# distressed/rustic furniture



## sawedoff (Oct 10, 2011)

A friend of mine just bought a dining room table from pottery barn that has a style that I really like. It is made out of alder and has a distresses or rustic look. I'm wondering how this is done (although I'm sure there are many ways to do this). It looks almost handscrapped and looks like there are circular saw marks in it. Really looks cool in my opinion.

Anyone have a good method of how to do this? Id love to build my wife and I a small VIDEO/AUDIO components cabinet like this.

I did a quick search and didn't find anything but I'm using a kindle and its hard to read on a small screen

Thanks in advance!!


----------



## DS (Oct 10, 2011)

Alder takes a distress very nicely. There are dozens of different techniques, but they all amount to the same thing.

Beat the Sh%# out of it.

For the saw marks we got an old blade and bent a single tooth out of line. (Be sure to mark that blade so noone tries to use it for something more legitimate) Chains make good dents. A paddle with drywall screws in the face makes good scratches (when dragged) and wormholes (when pounded).
File marks with a rasp, worn edges with a grinder, sand through with the ROS. Even fake splits and gouges with a carving chisel. You really can just go nuts on the thing - there are no real "rules" per se'.

It is a totally artistic preference.
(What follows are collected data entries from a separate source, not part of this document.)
PR #5891, opened 2019-10-21
fix(pipeline): Use standard version stream cloning logic in metapipeline

### LINKED ISSUE #5075: Installing CJXD with an existing jenkinx-x-versions repo in jenkins home doesn't override it with the correct one
### Summary 
When executing `jx boot` using the CJXD Release 1 binary while having an existing `jenkins-x-versions` repository in `.jx` results in boot using the existing repository without checking if it's a CJXD repository.

I had this happening when creating a brand new CJXD cluster without deleting `.jx`, resulting in CJXD using the versions stream master branch of `jenkins-x-versions` instead of `cloudbees-jenkins-x-versions`.

I found out because metapipelines were enabled by default. 

Create a cluster using `jx boot` with the `oss` profile enabled, it will download `jenkins-x-versions`. Then enable the `cloudbees` profile and attempt to do the same.

### Expected behavior
It should use the versions defined in `cloudbees-jenkins-x-versions`

### Actual behavior
Uses whatever versions are defined in the local `jenkins-x-versions` repository, without checking whether it's the correct one or not.

### Jx version
CJXD Release 1:

```
NAME               VERSION
jx                 2.0.521
Kubernetes cluster v1.12.8-gke.10
kubectl            v1.15.1
helm client        Client: v2.13.1+g618447c
git                git version 2.20.1 (Apple Git-117)
Operating System   Mac OS X 10.14.4 build 18E226
```
### Jenkins type

- [ ] Classic Jenkins

abayer:
#### Submitter checklist

#### Description

Now that the standard version stream cloning logic has merged, let's use that in metapipeline rather than its own logic.

/assign @pmuir 
/assign @hferentschik 

fixes #5075

### DIFF
--- a/pkg/cmd/controller/pipeline/pipelinerunner_cmd.go
+++ b/pkg/cmd/controller/pipeline/pipelinerunner_cmd.go
@@ -105,7 +105,7 @@ func (o *PipelineRunnerOptions) Run() error {
 		return err
 	}
 
-	metapipelineClient, err := metapipeline.NewMetaPipelineClient()
+	metapipelineClient, err := metapipeline.NewMetaPipelineClient(o.Git(), o.In, o.Out, o.Err)
 	if err != nil {
 		return err
 	}
--- a/pkg/tekton/metapipeline/clientfactory.go
+++ b/pkg/tekton/metapipeline/clientfactory.go
@@ -2,11 +2,11 @@ package metapipeline
 
 import (
 	"fmt"
-	"io/ioutil"
+	"io"
 	"os"
-	"strings"
 	"time"
 
+	v1 "github.com/jenkins-x/jx/pkg/apis/jenkins.io/v1"
 	"github.com/jenkins-x/jx/pkg/apps"
 	"github.com/jenkins-x/jx/pkg/client/clientset/versioned"
 	jxclient "github.com/jenkins-x/jx/pkg/client/clientset/versioned"
@@ -16,10 +16,11 @@ import (
 	"github.com/jenkins-x/jx/pkg/kube"
 	"github.com/jenkins-x/jx/pkg/log"
 	"github.com/jenkins-x/jx/pkg/tekton"
-	"github.com/jenkins-x/jx/pkg/util"
+	"github.com/jenkins-x/jx/pkg/versionstream/versionstreamrepo"
 	"github.com/pkg/errors"
 	"github.com/sirupsen/logrus"
 	tektonclient "github.com/tektoncd/pipeline/pkg/client/clientset/versioned"
+	"gopkg.in/AlecAivazis/survey.v1/terminal"
 	corev1 "k8s.io/api/core/v1"
 	"k8s.io/client-go/kubernetes"
 	kubeclient "k8s.io/client-go/kubernetes"
@@ -41,6 +42,11 @@ type clientFactory struct {
 	kubeClient   kubernetes.Interface
 	ns           string
 
+	git    gits.Gitter
+	stderr io.Writer
+	stdin  terminal.FileReader
+	stdout terminal.FileWriter
+
 	versionDir       string
 	versionStreamURL string
 	versionStreamRef string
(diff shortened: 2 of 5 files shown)


hferentschik:
@abayer how does this fix #5075?

abayer:
@hferentschik I'm kinda guessing. =) I'll add a test to verify, but I believe that the now-standard cloning approach handles that scenario.

hferentschik:
>  I'll add a test to verify,

+1

pkg/cmd/controller/pipeline/pipelinerunner_cmd.go
```diff
@@ -105,7 +105,7 @@ func (o *PipelineRunnerOptions) Run() error {
 		return err
 	}
 
-	metapipelineClient, err := metapipeline.NewMetaPipelineClient()
+	metapipelineClient, err := metapipeline.NewMetaPipelineClient(o.Git(), o.In, o.Out, o.Err)
```
hferentschik: I've seen this now at several places that we pass all three standard file handles explicitly. I've been thinking it would make sense to wrap this into some utility struct like `IOFileHandles`. Definitely would help to reduce the number of function parameters and I think there is potential for some shared behaviour in this struct as well then (maybe not in this case).

pkg/tekton/metapipeline/clientfactory.go
```diff
@@ -41,6 +42,12 @@ type clientFactory struct {
 	kubeClient   kubernetes.Interface
 	ns           string
 
+	git    gits.Gitter
+	stderr io.Writer
```
hferentschik: so `stderr` is not a terminal.FileWriter?

pkg/tekton/metapipeline/clientfactory.go
```diff
@@ -41,6 +42,12 @@ type clientFactory struct {
...
+	stdin  terminal.FileReader
+	stdout terminal.FileWriter
+
+	teamSettings     *v1.TeamSettings
```
hferentschik: Do we really want to have a pointer? I'd prefer a value instance if possible.

pkg/tekton/metapipeline/clientfactory.go
```diff
@@ -75,6 +82,11 @@ func NewMetaPipelineClientWithClientsAndNamespace(jxClient versioned.Interface,
 		tektonClient:     tektonClient,
 		kubeClient:       kubeClient,
 		ns:               ns,
+		git:              gitter,
+		stdin:            stdin,
+		stdout:           stdout,
+		stderr:           stderr,
+		teamSettings:     teamSettings,
```
hferentschik: I might be mistaken, but do we really need _teamSettings_ as an instance variable?

pkg/tekton/metapipeline/clientfactory.go
```diff
@@ -216,18 +228,21 @@ func versionStreamURLAndRef(jxClient versioned.Interface, ns string) (string, st
...
+	teamSettings, url, ref, err := versionStreamURLAndRef(c.jxClient, c.ns)
 	if err != nil {
 		return err
 	}
 
 	if c.versionStreamURL != url || c.versionStreamRef != ref {
 		oldVersionStreamDir := c.versionDir
-		c.versionDir, err = cloneVersionStream(url, ref)
+		c.versionDir, _, err = versionstreamrepo.CloneJXVersionsRepo(url, ref, teamSettings, c.git, true, false, c.stdin, c.stdout, c.stderr)
+		c.teamSettings = teamSettings
```
hferentschik: You keep updating the instance `teamSetting`, but I cannot see where it is used.

pkg/tekton/metapipeline/clientfactory.go
```diff
@@ -237,68 +252,6 @@ func (c *clientFactory) cloneVersionStreamIfNeeded() error {
 	return nil
 }
 
-func cloneVersionStream(url string, ref string) (string, error) {
```
hferentschik: 👍

pkg/tekton/metapipeline/clientfactory.go
abayer: Ah, good point. I did need it at one point but then refactored.

pkg/tekton/metapipeline/clientfactory.go
abayer: Nope.

abayer:
@hferentschik Removed the team settings field since it was in fact unused, added a test for #5075 - verified that it does now remove the existing `jenkins-x-versions` clone and replace it.

pkg/tekton/metapipeline/clientfactory.go
hferentschik: if it were me, I'd have a wrapper which wraps all three streams as their underlying io.[Reader|Writer] with a function to wrap then as a terminal xyz.

pkg/tekton/metapipeline/clientfactory.go
hferentschik: let's get rid of it then :-)

hferentschik:
/test boot-vault

@abayer, I've seen several failed boot-vault context over the last couple of days. Any idea why this context fails so often?

abayer:
@hferentschik From what I can tell, it looks like Google Cloud load balancer provisioning has been taking abnormally long today, so...sometimes `boot-vault` times out trying to get the ingress domain. Is annoying.

pkg/tekton/metapipeline/clientfactory.go
abayer: Yeah, I'm gonna open an issue for general refactoring around the streams - starting with the struct idea you had.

Just be sure the same person starts and sees the job through to the end, because each person has thier own style and it will show in the finished product.

Have fun!


----------



## mark88 (Jun 8, 2009)

what he said ^ ,.... one of my rustic projects I beat with a sock full of nails, screws, nuts n bolts etc (random). each one of the items in the sock makes a different marking. Just make sure you have spare socks/ rags because it will tear apart easily.


----------



## bobsmyuncle (Jan 12, 2011)

I work on a lot of factory-distressed furniture. IMO, it's easy to go overboard on this. A little goes a long way. And because of my math background, I understand random to me random and not evenly distributed. And distress wear should be consistent with the places that would receive real wear.

I've seen some of the tools that the finish rooms use and they look like medieval torture instruments. Basically mallet heads with various hardware sticking out of the sides.

I got a call from a (retail) customer once. They'd gotten a bistro table in on Thursday and were convinced that some unattended boys played "dot-to-dot" in the top on Saturday. I went to look at it and sure enough, there were depression marks linking all the faux worm holes on the top. Being the top and quite visible, I stood back to plan my repair strategy. Then I notice the exact same pattern on one of the aprons, and the other, and each of all four of them. On the barstools, each leg had precisely one occurrence of the same pattern. That was the way the factory did it and thus was not a damage issue.


----------



## renners (Apr 9, 2010)

I've done the sock thing with any old bits of ironmongery lying around. It gives a better variety of marks than trying the beat it with just a hammer or some spanners. 
Depending on how bad you want to hurt your project, I've found that scrawping the claw of a hammer across a surface gives a cool effect, though obviously, don't overdo it. 
Put some dark stain over the freshly beaten surface, then sand it off, only the indents will remain dark.
Beat it more in areas that would naturally take knocks, like corners of legs, edges of tops, but know when to stop.

Practice before you do the real thing. If you have knocked seven bells out of it, you can also 'fade' the effect by sanding out to a more acceptable level.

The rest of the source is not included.